# Try it
Each entry needs to be reproduced verbatim.

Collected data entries
PR #13545, opened 2024-03-20
(chores) camel-mllp: parallelize unit tests

orpiske:


oscerd (approved):

davsclaus (approved):

davsclaus:
fyi I think there is one test that always fail on jdk21 - there is a JIRA about it

orpiske:
> fyi I think there is one test that always fail on jdk21 - there is a JIRA about it

Yeah, I noticed that one when I was looking at this. I marked it as `help-wanted` and good start contribution.

PR #13593, opened 2024-03-22
CAMEL-20602: Support user properties on Camel JBang bind command

christophd:
# Description

CAMEL-20602

- Allow to specify properties on source, sink, step in a Pipe
- User properties can be set as additional command options targeting either the source or the sink or a specific step

This PR adds a new option to the Camel JBang bind command `--property`. Users can set properties on source, sink or steps with this syntax:

```
camel bind timer-to-log --source timer-source --sink log-sink --property source.message=Hello --property sink.showHeaders=false
```

This will result in the Pipe using the properties on the source and sink.

```yaml
apiVersion: camel.apache.org/v1
kind: Pipe
metadata:
  name: timer-to-log
spec:
  source:
    ref:
      kind: Kamelet
      apiVersion: camel.apache.org/v1
      name: timer-source
    properties:
      message: Hello
  sink:
    ref:
      kind: Kamelet
      apiVersion: camel.apache.org/v1
      name: log-sink
    properties:
      showHeaders: true
```

# Target

# Tracking

See CAMEL-20602


oscerd (approved):

dsl/camel-jbang/camel-jbang-core/src/main/java/org/apache/camel/dsl/jbang/core/commands/Bind.java
```diff
@@ -64,21 +71,51 @@ public class Bind extends CamelCommand {
                         required = true)
     String sink;
 
+    @CommandLine.Option(names = { "-p", "--prop", "--property" },
```
davsclaus, line 74: We only use a single and double slash for the commands in camel-jbang

dsl/camel-jbang/camel-jbang-core/src/main/java/org/apache/camel/dsl/jbang/core/commands/Bind.java
```diff
@@ -64,21 +71,51 @@ public class Bind extends CamelCommand {
...
+                        description = "Adds a pipe property in the form of [source|sink|step-<n>].<key>=<value> where <n> is the step number starting from 1",
+                        arity = "0")
+    String[] properties;
+
+    @CommandLine.Option(names = { "--output", "-o" },
```
davsclaus, line 79: same here

davsclaus (changes requested):

dsl/camel-jbang/camel-jbang-core/src/main/java/org/apache/camel/dsl/jbang/core/commands/Bind.java
christophd: I was copying this from Run command: https://github.com/apache/camel/blob/main/dsl/camel-jbang/camel-jbang-core/src/main/java/org/apache/camel/dsl/jbang/core/commands/Run.java#L235

davsclaus: Ah yeah we should have that changed now after the 4.4 LTS so it can be consistent. You are welcome to fix that as well. Maybe in another PR and add a note in the upgrade guide 4.x

christophd: so to be sure it is about removing the `-p` option, right? I can do that for the new options in this PR already, np

davsclaus: yeah

christophd: done

dsl/camel-jbang/camel-jbang-core/src/main/java/org/apache/camel/dsl/jbang/core/commands/Bind.java
christophd: done, thx

davsclaus (approved):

# Expected answer
PR #13545, opened 2024-03-20
(chores) camel-mllp: parallelize unit tests

orpiske:


oscerd (approved):

davsclaus (approved):

davsclaus:
fyi I think there is one test that always fail on jdk21 - there is a JIRA about it

orpiske:
> fyi I think there is one test that always fail on jdk21 - there is a JIRA about it

Yeah, I noticed that one when I was looking at this. I marked it as `help-wanted` and good start contribution.

PR #13593, opened 2024-03-22
CAMEL-20602: Support user properties on Camel JBang bind command

christophd:
# Description

CAMEL-20602

- Allow to specify properties on source, sink, step in a Pipe
- User properties can be set as additional command options targeting either the source or the sink or a specific step

This PR adds a new option to the Camel JBang bind command `--property`. Users can set properties on source, sink or steps with this syntax:

```
camel bind timer-to-log --source timer-source --sink log-sink --property source.message=Hello --property sink.showHeaders=false
```

This will result in the Pipe using the properties on the source and sink.

```yaml
apiVersion: camel.apache.org/v1
kind: Pipe
metadata:
  name: timer-to-log
spec:
  source:
    ref:
      kind: Kamelet
      apiVersion: camel.apache.org/v1
      name: timer-source
    properties:
      message: Hello
  sink:
    ref:
      kind: Kamelet
      apiVersion: camel.apache.org/v1
      name: log-sink
    properties:
      showHeaders: true
```

# Target

# Tracking

See CAMEL-20602


oscerd (approved):

dsl/camel-jbang/camel-jbang-core/src/main/java/org/apache/camel/dsl/jbang/core/commands/Bind.java
```diff
@@ -64,21 +71,51 @@ public class Bind extends CamelCommand {
                         required = true)
     String sink;
 
+    @CommandLine.Option(names = { "-p", "--prop", "--property" },
```
davsclaus, line 74: We only use a single and double slash for the commands in camel-jbang

dsl/camel-jbang/camel-jbang-core/src/main/java/org/apache/camel/dsl/jbang/core/commands/Bind.java
```diff
@@ -64,21 +71,51 @@ public class Bind extends CamelCommand {
...
+                        description = "Adds a pipe property in the form of [source|sink|step-<n>].<key>=<value> where <n> is the step number starting from 1",
+                        arity = "0")
+    String[] properties;
+
+    @CommandLine.Option(names = { "--output", "-o" },
```
davsclaus, line 79: same here

davsclaus (changes requested):

dsl/camel-jbang/camel-jbang-core/src/main/java/org/apache/camel/dsl/jbang/core/commands/Bind.java
christophd: I was copying this from Run command: https://github.com/apache/camel/blob/main/dsl/camel-jbang/camel-jbang-core/src/main/java/org/apache/camel/dsl/jbang/core/commands/Run.java#L235

davsclaus: Ah yeah we should have that changed now after the 4.4 LTS so it can be consistent. You are welcome to fix that as well. Maybe in another PR and add a note in the upgrade guide 4.x

christophd: so to be sure it is about removing the `-p` option, right? I can do that for the new options in this PR already, np

davsclaus: yeah

christophd: done

dsl/camel-jbang/camel-jbang-core/src/main/java/org/apache/camel/dsl/jbang/core/commands/Bind.java
christophd: done, thx

davsclaus (approved):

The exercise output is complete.